Segment Open
PR #1985, opened 2021-04-12
remove remaining references to tut

SethTisue:
tut is obsoleted by mdoc, and also tut will disappear when Bintray disappears

note that I didn't replace the mini how-to-tut tutorial with a mini how-to-mdoc tutorial, because I am lazy.  if a volunteer wants to add that back in for mdoc, that would be cool.

fyi @tpolecat @ckipp01

### DIFF
--- a/.gitignore
+++ b/.gitignore
@@ -8,5 +8,4 @@ _site
 vendor/bundle
 .idea/
 /coursier
-/tut-tmp/
 .sass-cache/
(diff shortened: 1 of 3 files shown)


ckipp01 (approved):
👍🏼

SethTisue:
fyi @julienrf, who probably wrote the tut tutorial I excised

julienrf:
Thanks for the @mention, I’ve added a note to myself to add back this part of the tutorial, but with mdoc instead.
Segment Closed
→ **Brief**
The records need to be reproduced in their entirety, word for word.

→ **Response to this task**
PR #1985, opened 2021-04-12
remove remaining references to tut

SethTisue:
tut is obsoleted by mdoc, and also tut will disappear when Bintray disappears

note that I didn't replace the mini how-to-tut tutorial with a mini how-to-mdoc tutorial, because I am lazy.  if a volunteer wants to add that back in for mdoc, that would be cool.

fyi @tpolecat @ckipp01

### DIFF
--- a/.gitignore
+++ b/.gitignore
@@ -8,5 +8,4 @@ _site
 vendor/bundle
 .idea/
 /coursier
-/tut-tmp/
 .sass-cache/
(diff shortened: 1 of 3 files shown)


ckipp01 (approved):
👍🏼

SethTisue:
fyi @julienrf, who probably wrote the tut tutorial I excised

julienrf:
Thanks for the @mention, I’ve added a note to myself to add back this part of the tutorial, but with mdoc instead.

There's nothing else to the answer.